WHAT THE TASK ASKS
Using the records below, count the lines with "derive" in them. Give the number only.
........
PR #979, opened 2026-07-31
Capture the repo's hard-won skill-authoring lessons as guidance

Evangelink:
## Why

Our skills score well, but the reasons live in PR bodies and in a handful of engineers' heads. This mines ~35 merged PRs (#830–#976), issue #899, and `eng/eval-quality/README.md` into guidance contributors can actually follow, and fixes two latent traps found along the way.

## What

**New: `.agents/skills/improve-skill-quality`** — a triage playbook for an eval that regressed, returned no verdict, or failed to activate. Its core claim is the one lesson the history repeats loudest: **classify before you rewrite.** Broken fixtures, underpowered trial counts, forced tools, stale spec keys and harness errors have all masqueraded as skill regressions. Two reference docs carry the content patterns (`writing-for-baseline-delta.md`) and the symptom → cause → fix catalogue with PR citations (`eval-triage.md`).

**Rewritten: `.agents/skills/create-skill-test`** — it documented a **pre-Vally schema** (`scenarios:` / `assertions:` / `setup.copy_test_files`) that no longer loads. All 97 eval specs in `tests/` use `stimuli:` / `graders:` / `environment`. Anyone following the skill today authored a broken eval. The rewrite also folds in the trial floor, the dormancy-guard rule, and the fixture rules (tracked by git, buildable, self-consistent, actually reproduces its bug).

**Extended: `.agents/skills/create-skill`** — description-as-router rules (trigger words, sibling partitioning, exclusion audit, menu budget) and a "write for delta over the baseline model" section.

**`CONTRIBUTING.md`** — a "what consistently separates a passing skill from a failing one" playbook, eval sizing with the sign-test arithmetic, a corrected eval snippet, and a fix to the stale *"raise `runs` in `dotnet-skills.experiment.yaml`"* advice — an experiment-level `runs` **overwrites** every eval's own value rather than defaulting it.

**`.gitignore`** — `.agents/skills/` was silently swallowing the repo's own authoring skills; the new one only landed because I checked. Replaced with `.agents/skills/*` plus negations for the five owned directories, so installed third-party skills stay ignored. (This is the same defect class as the `.gitignore`-swallowed coverage fixture in #945.)

## Validation

- `markdownlint-cli2` — 0 errors
- `python eng/eval-quality/check_eval_quality.py` — no errors
- All relative links resolve; frontmatter parses; descriptions under 1,024 chars; bodies under 500 lines
- A separate review pass fact-checked every schema, arithmetic and command claim against the repo. It found five inaccuracies (a numbering gap, the stale `runs` advice, an over-absolute `disable-model-invocation` rule that `filter-syntax` contradicts, a wrong "8 trials tolerates a loss" row, and `run-command`'s required config) — all fixed before this was pushed.

No files under `plugins/` change, so no evaluation is triggered.

### DIFF
--- a/.agents/skills/create-skill/SKILL.md
+++ b/.agents/skills/create-skill/SKILL.md
@@ -91,7 +91,7 @@ Do not over-correct: a skilled answer shorter and less actionable than the basel
 ### Step 4: Create the skill directory
 
 ```
-skills/<skill-name>/
+plugins/<plugin>/skills/<skill-name>/
 └── SKILL.md
 ```
 
@@ -114,7 +114,7 @@ Include these recommended sections:
 ### Step 7: Add optional directories (if needed)
 
 ```
-skills/<skill-name>/
+plugins/<plugin>/skills/<skill-name>/
 ├── SKILL.md
 ├── scripts/       # Executable code agents can run
 ├── references/    # Additional documentation loaded on demand
@@ -144,7 +144,11 @@ Match the owner pattern used by sibling skills in the same plugin.
 
 A skill without an `eval.yaml` has no evidence that it improves on the baseline. Use
 `create-skill-test` to add one in the same pull request, and size it for statistical power — an eval
-below five trials can never return a passing verdict.
+below five counted trials can never return a passing verdict.
+
+The exception is a helper skill with `disable-model-invocation: true`: the model cannot
+self-activate it, so an activation-graded eval compares two identical arms. Cover it through the
+evals of the skills that load it instead.
 
 ## SKILL.md Template
 
@@ -214,7 +218,7 @@ After creating a skill, verify:
 - [ ] The description names concrete triggers and excludes the nearest sibling skills
 - [ ] Every section changes a decision the unskilled model would otherwise get wrong
 - [ ] The skill states when **not** to act, and what a truthful failure report looks like
-- [ ] An `eval.yaml` exists and clears the trial floor
+- [ ] An `eval.yaml` exists and clears the trial floor (or the skill is `disable-model-invocation: true` and covered through its consumers)
 
 ## Common Pitfalls
 
--- a/.agents/skills/create-skill/SKILL.md
+++ b/.agents/skills/create-skill/SKILL.md
@@ -1,6 +1,6 @@
 ---
 name: create-skill
-description: Scaffolds new agent skills for the dotnet/skills repository. Use when creating a new skill, generating SKILL.md files, or setting up skill directory structures. Handles frontmatter generation, section templates, and validation guidance.
+description: Scaffolds new agent skills for the dotnet/skills repository. Use when creating a new skill, generating SKILL.md files, writing a skill description that the runtime will actually route to, or setting up skill directory structures. Handles frontmatter generation, section templates, and validation guidance. Do not use for fixing a skill that already fails its evaluation (use improve-skill-quality) or for writing eval.yaml (use create-skill-test).
 ---
 
 # Create Skill
@@ -17,6 +17,8 @@ This skill helps you scaffold new agent skills that conform to the Agent Skills 
 ## When Not to Use
 
 - Modifying existing skills (edit directly instead)
+- Diagnosing or fixing a skill that fails its evaluation (use `improve-skill-quality`)
+- Writing the skill's `eval.yaml` (use `create-skill-test`)
 - Creating custom agents (use the agents/ directory pattern)
 
 ## Inputs
@@ -38,25 +40,66 @@ Ensure the name:
 - Does not contain consecutive hyphens
 - Is between 1-64 characters
 
-### Step 2: Create the skill directory
+### Step 2: Write the description — it is the router
+
+The `description` is the **only** text the runtime sees when deciding whether to load the skill.
+A perfect body behind a weak description never runs.
+
+```yaml
+---
+name: <skill-name>
+description: <what it does>. USE FOR: <symptoms, error codes, artifact names, quoted user requests>. DO NOT USE FOR: <nearby-but-wrong intents, with the skill that owns them>.
+---
+```
+
+- Lead with an action verb and use the user's own words: symptoms, error codes (`CS1501`,
+  `MSTEST0014`), artifact names (`.testsettings`, `binlog`), and requests phrased as a developer
+  would type them.
+- Partition against sibling skills on the **real discriminator**, not the topic. "Does the
+  abstraction already exist?" separates two skills; "testing" does not. Add the matching exclusion
+  to **both** siblings.
+- Claim the ambiguous words that would otherwise route to a sibling. If prompts say "review my
+  tests" and a sibling owns "review", say so explicitly.
+- Check every `DO NOT USE FOR` clause against the scenarios the skill exists to serve — an
+  exclusion like "already on v3" can lock out the post-upgrade fixes that are the skill's purpose.
+- Budget: 1,024 characters per description, and the whole plugin's rendered skill menu is also
+  budgeted. A helper skill users should never invoke directly can set
+  `disable-model-invocation: true` to free menu space while staying invocable by name.
+
+### Step 3: Write for delta over the baseline model
+
+Every skill is scored head-to-head against the same model with **no skill loaded**. Content the
+model already produces unaided is worth zero; content that makes it slower or more hedged is worth
+less than zero. See
+[improve-skill-quality/references/writing-for-baseline-delta.md](../improve-skill-quality/references/writing-for-baseline-delta.md)
+for the full evidence.
+
+| Do | Instead of |
+|----|------------|
+| Encode the decision the model would otherwise get wrong | Restating API signatures it already reproduces |
+| "When A, do B, never C, verify D" tables | Lists of plausible alternatives |
+| A concrete output contract (exact command, verdict line, findings table) | "Consider…", "you may want to…" |
+| Scale output structure to input size | A 12-section dashboard for an 8-test suite |
+| Stop-conditions that prevent over-applying | Acting before measuring, rewriting working code |
+| Instructing the agent to discover repo paths | Marking discoverable paths as required inputs |
+| Reporting restore/build/test failures truthfully | Claiming success after a failed command |
+| Verifying load-bearing API claims by compiling or probing | Trusting a source read |
+| Gating rare or expensive paths behind `references/` | One large SKILL.md carrying every path |
+
+Do not over-correct: a skilled answer shorter and less actionable than the baseline's still loses.
+
+### Step 4: Create the skill directory
 
 ```
 skills/<skill-name>/
 └── SKILL.md
 ```
 
-### Step 3: Generate SKILL.md with frontmatter
+### Step 5: Generate SKILL.md with frontmatter
 
-Create the file with required YAML frontmatter:
+Create the file with the frontmatter drafted in Step 2.
 
-```yaml
----
-name: <skill-name>
-description: <description of what the skill does and when to use it>
----
-```
-
-### Step 4: Add body content sections
+### Step 6: Add body content sections
 
 Include these recommended sections:
 
@@ -68,7 +111,7 @@ Include these recommended sections:
 6. **Validation**: How to confirm the skill worked correctly
 7. **Common Pitfalls**: Known traps and how to avoid them
 
-### Step 5: Add optional directories (if needed)
+### Step 7: Add optional directories (if needed)
 
 ```
 skills/<skill-name>/
@@ -78,7 +121,7 @@ skills/<skill-name>/
 └── assets/        # Templates, images, data files
 ```
 
-### Step 6: Update CODEOWNERS
+### Step 8: Update CODEOWNERS
 
 Add entries in `.github/CODEOWNERS` for the new skill and its test directory:
 
@@ -89,12 +132,19 @@ Add entries in `.github/CODEOWNERS` for the new skill and its test directory:
 
 Match the owner pattern used by sibling skills in the same plugin.
 
-### Step 7: Validate the skill
+### Step 9: Validate the skill
 
 - Confirm frontmatter fields are valid
 - Ensure SKILL.md is under 500 lines
 - Check that file references use relative paths
 - Verify instructions are actionable and specific
+- Run `dotnet run --project eng/skill-validator/src/SkillValidator.csproj -- check --plugin ./plugins/<plugin>`
+
+### Step 10: Add the eval
+
+A skill without an `eval.yaml` has no evidence that it improves on the baseline. Use
+`create-skill-test` to add one in the same pull request, and size it for statistical power — an eval
+below five trials can never return a passing verdict.
 
 ## SKILL.md Template
 
@@ -161,6 +211,10 @@ After creating a skill, verify:
 - [ ] Validation section exists with observable success criteria
 - [ ] No secrets, tokens, or internal URLs included
 - [ ] `.github/CODEOWNERS` has entries for the new skill and its test directory
+- [ ] The description names concrete triggers and excludes the nearest sibling skills
+- [ ] Every section changes a decision the unskilled model would otherwise get wrong
+- [ ] The skill states when **not** to act, and what a truthful failure report looks like
+- [ ] An `eval.yaml` exists and clears the trial floor
 
 ## Common Pitfalls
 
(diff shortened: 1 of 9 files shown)


.agents/skills/improve-skill-quality/SKILL.md
```diff
@@ -0,0 +1,187 @@
...
+- coverage fixtures are self-consistent: declared `line-rate`, summary totals, and the `<line>`
+  elements must all report the same number, or the two arms legitimately read different truths.
+
+### Step 5: Check whether the eval could ever have passed
+
+The gate is an exact one-sided sign test over **discordant** (non-tie) trials.
+
+- Below 5 trials no record can pass, however good the skill.
+- At 5–7 trials only a clean sweep passes; one tie makes a pass arithmetically unreachable.
+- Tolerating a single loss needs 8 discordant trials.
```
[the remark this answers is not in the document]
Evangelink: Good catch, and it was worse than stated — the docs were conflating the gate's two independent bars. `adapt.mjs` gates on (1) `underpowered = directions.length < MIN_CREDIBLE_TRIALS`, which counts **total** trials, and (2) `signTestPValue(wins, losses)` over the **discordant** trials. So at 6 trials `5W/1T/0L` is 5 discordant and passes at p = 0.031, and at 7 trials two ties are survivable.

Fixed in cdba3aa. Every trial table is now keyed on discordant trials rather than counted trials:

| discordant trials | records that pass | p |
|---:|---|---:|
| <= 4 | none | >= 0.0625 |
| 5-7 | zero losses only (5W/0L) | 0.031 |
| 8 | one loss survivable (7W/1L) | 0.035 |

with the counted-trial floor stated separately. I also corrected `eng/eval-quality/README.md`, which carried the same over-generalisation ("at 5, 6 or 7 trials the only record that passes is every trial a win") — these docs restate it, so leaving it would have put the two in conflict. Flagging that explicitly since it is outside the original scope of this PR.

.agents/skills/create-skill/SKILL.md
```diff
@@ -38,25 +40,66 @@ Ensure the name:
...
+| Reporting restore/build/test failures truthfully | Claiming success after a failed command |
+| Verifying load-bearing API claims by compiling or probing | Trusting a source read |
+| Gating rare or expensive paths behind `references/` | One large SKILL.md carrying every path |
+
+Do not over-correct: a skilled answer shorter and less actionable than the baseline's still loses.
+
+### Step 4: Create the skill directory
+
+```
+skills/<skill-name>/
```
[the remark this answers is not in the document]
Evangelink: Agreed — there is no top-level `skills/` directory in this repo, and the same file's Step 8 (CODEOWNERS) and Step 10 (eval) already use the real `plugins/<plugin>/skills/<skill-name>/` layout, so the scaffolding examples contradicted them.

Fixed in cdba3aa: both the Step 4 and Step 7 trees now read `plugins/<plugin>/skills/<skill-name>/`, matching `CONTRIBUTING.md`'s repository layout section.

Evangelink:
## Review rounds

Ran three independent review passes over the diff, each pointed at the implementation rather than the prose: **Copilot**, **Claude Opus 4.8**, and **GPT-5.6** (Sol + Terra). All findings verified against `eng/vally-adapter/adapt.mjs`, `eng/eval-quality/check_eval_quality.py`, `.github/workflows/evaluation.yml`, and the 97 real specs under `tests/`. Everything below is in cdba3aa.

### Accepted (10)

**The statistics were wrong, and both Copilot and Opus caught it independently.** The docs conflated the gate's two independent bars. `adapt.mjs` gates on `underpowered = directions.length < 5` (**counted** trials) *and* `signTestPValue(wins, losses) <= 0.05` (**discordant** trials). So "at 5-7 trials one tie makes a pass unreachable" is false: `5W/1T/0L` over 6 trials is 5 discordant and passes at p = 0.031. Opus then caught the residual error in my own fix — at 6 trials *two* ties leave 4 discordant and fail, so "one or two ties are survivable" only holds at 7. Every table is now keyed on discordant trials.

| # | Finding | Source |
|---|---------|--------|
| 1 | Trial arithmetic conflated counted vs discordant trials | Copilot, Opus |
| 2 | "one or two ties survivable" wrong at 6 trials | Opus |
| 3 | `filter-syntax` described as the sole answer-graded eval — `platform-detection` uses the same pattern | Opus |
| 4 | "every skill needs an eval" contradicted the `disable-model-invocation` exception | GPT |
| 5 | Minimal eval example declares 1 trial and would be rejected by the gate | GPT |
| 6 | "every buildable fixture must build" forbade the intentionally broken fixtures the same doc demonstrates | GPT, Terra |
| 7 | "do not proceed until you can quote a losing trial" blocked the no-results and underpowered paths this skill exists to handle | GPT |
| 8 | `expect_tools` presented as an activation assertion — it checks tool usage; the harness reports activation separately | GPT |
| 9 | `CONTRIBUTING` claimed evaluations run automatically on plugin changes; a maintainer must trigger `/evaluate` bound to a commit | GPT |
| 10 | First-match triage table routed fixture failures to the harness row, and treated any positive-but-failing record as a power problem although `adapt.mjs` requires `conclusive` first | Terra |

### Also corrected outside the original scope

`eng/eval-quality/README.md` carried the same over-generalisation this PR was reproducing ("at 5, 6 or 7 trials the only record that passes is every trial a win"). Since the new docs restate that section, leaving it would have put the two in conflict — so the blockquote under check 8 and the "Evals parked at the floor" paragraph are corrected. Happy to split that out if the owners prefer.

### Rejected (2)

- **`eng/version/nuget.config` is invalid XML** (Terra, High). Real bug, but not this PR: it shows up only under a two-dot `git diff origin/main`, which includes upstream drift. The three-dot PR diff does not touch the file, and `main` has **already fixed** it — this branch simply predates that commit. Nothing to do here.
- **Local-run prerequisites omit Bash** (GPT). Correct that `eng/run-skill-evals.sh` needs Bash and that the prerequisites list only mentions Node and `gh`. Pre-existing, unrelated to any line this PR touches, and fixing it properly means either a cross-platform wrapper or a documented WSL/Git Bash requirement — a separate change rather than something to bury in a docs PR.

### Validation

`markdownlint-cli2` 0 errors - `check_eval_quality.py` no errors - `adapt.test.mjs` 21/21 pass - all relative links and the new in-page anchor resolve - step numbering sequential in both rewritten skills.

.agents/skills/improve-skill-quality/references/eval-triage.md
```diff
@@ -0,0 +1,93 @@
...
+| One arm has unmatched trajectories | Comparison judge error or arm timeout biases the remaining trials | Report inconclusive, do not read it as a regression | PR #887 |
+| Fixture resolves locally, SDK-not-found in CI | Fixture pin without roll-forward | `global.json` with `rollForward: latestMajor` | PR #907 |
+
+## Fixtures
+
+| Symptom | Cause | Fix | Evidence |
+|---------|-------|-----|----------|
+| Judge penalizes the agent for "pre-existing build issues" | A fixture meant to be healthy does not compile | Build every healthy fixture before shipping the eval; a deliberately broken one must fail only for the reason its stimulus is about | PR #949 |
+| Scenario fails at setup in CI but passes locally | Fixture is on disk but not in the git index (`.gitignore` swallowed it) | Verify with `git ls-files`; the gate now blocks this | PR #945, PR #953 |
+| Judge says the response "made a critical error" about a number | Cobertura fixture is split-brain: declared `line-rate` disagrees with its `<line>` payload or summary totals | Make declared rate, summary totals and payload agree, then re-derive any rubric quoting a figure | PR #964, PR #945 |
```
AbhitejJohn: This seems rather specific to the test skills - at least for the error.  Can we filter these out? Maybe we add them to a separate section (`examples` etc) if we still want to keep them.

AbhitejJohn:
## Review — PR #979

Thanks for putting this together, Amaury — this is a thorough extraction of lessons that were previously scattered across PR bodies and a few people's heads.

### What I verified

| Claim | Result |
|-------|--------|
| Sign-test arithmetic (p = 0.031, 0.035, ≥ 0.0625) | **Confirmed.** Computed: `0.5^5 = 0.03125`, `(C(8,7)+C(8,8))/256 = 0.03516`, `0.5^4 = 0.0625` |
| `.gitignore` swallowed repo-owned skills | **Confirmed.** Old pattern was bare `.agents/skills/`; new pattern `.agents/skills/*` + 5 negations matches exactly the 5 directories in the repo |
| `check_eval_quality.py` passes | **Confirmed.** 0 errors, 97 specs checked |
| `selftest_eval_quality.py` passes | **Confirmed.** All 22 self-tests pass |
| All relative links resolve | **Confirmed.** All 7 cross-referenced paths exist on the PR branch |
| Description lengths < 1024 chars | **Confirmed.** 456, 447, 476 chars |
| Body lines < 500 | **Confirmed.** 319, 246, 208 lines |
| Old CONTRIBUTING.md eval snippet used `config:` | **Confirmed.** Line 253 was `config:` — following the old "add `defaults: runs:`" advice would silently break the spec |
| Old "raise `runs` in experiment yaml" advice was wrong | **Confirmed.** Experiment yaml comments out `runs` and explains it would overwrite every eval's own value |

### Findings

**1. Agent eval path guidance gap** (worth addressing)
The rewritten `create-skill-test/SKILL.md` says "for a skill or agent" and mentions the `agent.` prefix convention, but agent evals are explicitly excluded from the canonical experiment (`dotnet-skills.experiment.yaml` `evals:` glob skips `agent.*`), and `run-skill-evals.sh` can't pull them in. The old doc had some agent-specific evaluation coverage. A brief note in Step 10 or Common Pitfalls saying that `agent.*` evals are excluded from the sign-test flow (and explaining how to validate them instead) would help agent-eval authors.

**2. Pre-existing terminology drift in `eng/eval-quality/README.md`** (nit, not introduced by this PR)
Line 154 still says `trials = scenarios × defaults.runs` while the new authoring skills consistently use `stimuli × runs`. Worth aligning in a follow-up.

**3. `.gitignore` maintenance note** (nit)
The negation list is exactly correct today (5 dirs, 5 negations). A one-line comment noting that new repo-owned authoring skills need a negation added here would help the next person.

**4. `InvestigatingResults.md` reference** (nit)
`improve-skill-quality/SKILL.md` Step 1 links to `eng/vally-adapter/InvestigatingResults.md`, while `AGENTS.md` references `eng/skill-validator/src/docs/InvestigatingResults.md`. If these are different docs for different audiences, a brief note clarifying which is which would help.

### Summary

This is excellent work. The `create-skill-test` rewrite fixes genuinely dangerous documentation (the old pre-Vally schema would produce broken evals), the `.gitignore` fix closes a real bug, the CONTRIBUTING.md corrections prevent silent spec-load failures, and the new `improve-skill-quality` triage playbook is the kind of guidance that prevents the most common misdiagnosis in this repo. The only actionable finding is the agent-eval gap (#1).

.agents/skills/improve-skill-quality/references/eval-triage.md
```diff
@@ -0,0 +1,93 @@
...
+| A dormancy guard scores randomly across runs | `expect_activation: false` combined with `constraints.reject_skills`, making the skilled arm skill-free and identical to baseline | Use `expect_activation: false` alone | PR #945, PR #953 |
+| A reference skill shows no improvement | `disable-model-invocation: true` means the model cannot self-activate it, so an activation-graded eval compares identical arms | Cover it through a consumer skill, or grade answer content as `filter-syntax` does | PR #971, PR #976, issue #899 |
+| An eval "passes" while the skill stopped emitting its signature output | No grader asserts the mandated shape | Add a grader for the exact contract (e.g. the `Recommendation:` line) | PR #904 |
+| Overfit score high, user value unclear | Rubric items reward using the skill, or prompts echo skill vocabulary | Drop them: the harness already reports activation separately, so a rubric never needs to. Keep rubric items outcome-shaped and de-cue the prompt | PR #904 |
+| Both arms write tests and the judge compares volume | Non-activation rubric rewards raw output | Add anti-hijack criteria: do not invoke the skill, do not reward test count | PR #945 |
```
AbhitejJohn: This one might have some test specific language as well.

AbhitejJohn (approved):
Thanks for putting this together.

Evangelink:
Thanks @AbhitejJohn — all four are addressed in c8b60e8. No follow-up tickets needed; each turned out to be a few lines in files this PR already touches.

### 1. Agent eval gap — fixed, and it was worse than a doc gap

You were right that this needed addressing. Confirmed the mechanism:

```yaml
# dotnet-skills.experiment.yaml
evals:
  - tests/*/!(agent.*)/eval.yaml
```

and `eng/run-skill-evals.sh:20-22` intersects `--eval-filter` with that glob, so **naming an agent eval explicitly still drops it silently** — the runner exits successfully having run nothing. So the doc was not merely incomplete: it told authors to size an `agent.*` eval for a trial floor that never applies and to validate it with a command that is a no-op.

Three changes:
- **Step 1** states that `agent.*` sits outside the verdict flow — no verdict, no floor, dropped by the runner even when named.
- **Step 10** gives the route that does work: widen the `evals:` glob in a copied experiment file and pass it via `EXPERIMENT_FILE`, then read the trajectories rather than a verdict.
- Checklist and pitfalls scoped: `stimuli × runs clears 5` now says "for a skill eval", plus rows for sizing an agent eval for the floor and for expecting `run-skill-evals.sh` to run one.

### 2. `scenarios` vs `stimuli` drift — fixed here

Aligned check 8 in `eng/eval-quality/README.md` (`trials = stimuli × defaults.runs`, and the sentence above it). It is a two-word change in a file this PR already edits, so carrying it as a follow-up seemed like more overhead than the fix.

### 3. `.gitignore` maintenance note — added

```gitignore
# Adding a new repo-owned authoring skill? Add a negation for it here too, or it
# will be silently untracked.
```

### 4. `InvestigatingResults.md` — they are not parallel docs

Worth recording, because the answer is cleaner than "two audiences": `eng/skill-validator/src/docs/InvestigatingResults.md` opens with a banner saying the LLM eval pipeline no longer uses `skill-validator evaluate`, that it documents the **legacy** schema, and that readers should use `eng/vally-adapter/InvestigatingResults.md` instead. I also confirmed `skill-validator` no longer ships an `evaluate` verb at all.

So the triage skill links the correct one. `AGENTS.md`'s reference is also correct in its own context — that repo instruction is about keeping the validator's own bundled doc in sync when the validator changes. I added a line to the `improve-skill-quality` references section naming the legacy doc explicitly, so nobody reads the retired schema by mistake.

### Validation

markdownlint 0 errors - `check_eval_quality.py` no errors - `selftest_eval_quality.py` 22/22 - `.gitignore` negations re-verified with `git check-ignore` (repo-owned skills tracked, a stranger skill still ignored).

.agents/skills/improve-skill-quality/references/eval-triage.md
Evangelink: Agreed — that row stated its rule entirely in Cobertura terms, so an author on `dotnet-maui` or `dotnet-msbuild` would read past it even though the failure mode is not coverage-specific at all.

Generalized in 85a8c84 rather than moved to an `examples` section, so the rule stays in the table where the symptom is looked up and the concrete case survives as the illustration:

> Judge says the response "made a critical error" about **a value the fixture supplies** | The fixture states the same fact in two places and they disagree, so each arm can legitimately read a different truth — e.g. a Cobertura report whose declared `line-rate` contradicts its `<line>` payload or summary totals | Make every representation of the value agree, then re-derive any rubric or prompt that quotes it

I also generalized the one-line summary of this same rule in `SKILL.md` Step 4, so the detail and the summary do not disagree with each other.

I checked the rest of the file for the same problem. The other concrete names (`writing-mstest-tests`, `filter-syntax`, the `dotnet-test` run in the power section) all sit in the evidence/example position behind a rule that is already stated generally, so I left them — that is the shape you described wanting to keep.


> [!NOTE]
> Auto-resolved by the [GitHub Copilot app](https://github.com/github/app).

.agents/skills/improve-skill-quality/references/eval-triage.md
Evangelink: Right — that row was the other one written from inside the test plugin ("both arms write tests", "do not reward test count"), even though the failure mode is generic: whenever both arms emit the same *kind* of artifact, the judge has nothing else to separate them and falls back on counting.

Generalized in 85a8c84:

> Both arms produce **the same kind of artifact** and the judge falls back on comparing volume | The rubric rewards raw output instead of the property under test | Add anti-hijack criteria: do not invoke the skill, and do not reward quantity (number of tests, findings, or lines produced)

The concrete units are kept as the parenthetical so the guidance is still actionable, but a `dotnet-msbuild` or `dotnet-maui` author now sees a rule that applies to them.


> [!NOTE]
> Auto-resolved by the [GitHub Copilot app](https://github.com/github/app).

Evangelink:
Acting on two suppressed findings from the Copilot review summaries — flagging here because one of them changed documented guidance after your approval, @AbhitejJohn.

**`environment.skills` was documented wrongly.** The Step 5 skeleton called it "extra skills loaded in the isolated arm only", and both halves of that are false:

```yaml
# dotnet-skills.experiment.yaml
vary:
  - /environment/skills
variants:
  baseline: { environment: { skills: [] } }
  skilled:  { environment: { skills: [plugins/${eval.grandparent}/skills/${eval.parent}] } }
```

The experiment supplies that key per arm, so anything a **skill** eval declares is replaced in every arm. It cannot add a skill to one arm, and in a skill eval it does nothing at all. It is meaningful only in `agent.*` evals, which the experiment does not vary. Removed from the generic skeleton, documented where it does apply, plus a pitfall row.

While checking, I noticed the three agent specs in this repo disagree on how those entries are spelled — `tests/dotnet-msbuild/agent.msbuild/eval.yaml` uses bare names (`binlog-failure-analysis`) while `agent.test-quality-auditor` and `agent.test-migration` use relative paths (`../../plugins/dotnet-test/skills/...`). Rather than assert a resolution rule I could not verify from the repo, the doc now tells authors to copy an existing agent eval. **Worth a look separately** — one of those two forms is likely not loading what its author intended.

**Stale cross-reference:** moving the fixture row to the top of the triage table last round left the sentence beneath it saying a fixture failure "also matches the two rows above it". Reworded.

Both in 13e67d16. markdownlint and `check_eval_quality.py` clean.

YuliiaKovalova (approved):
........
RESULT
2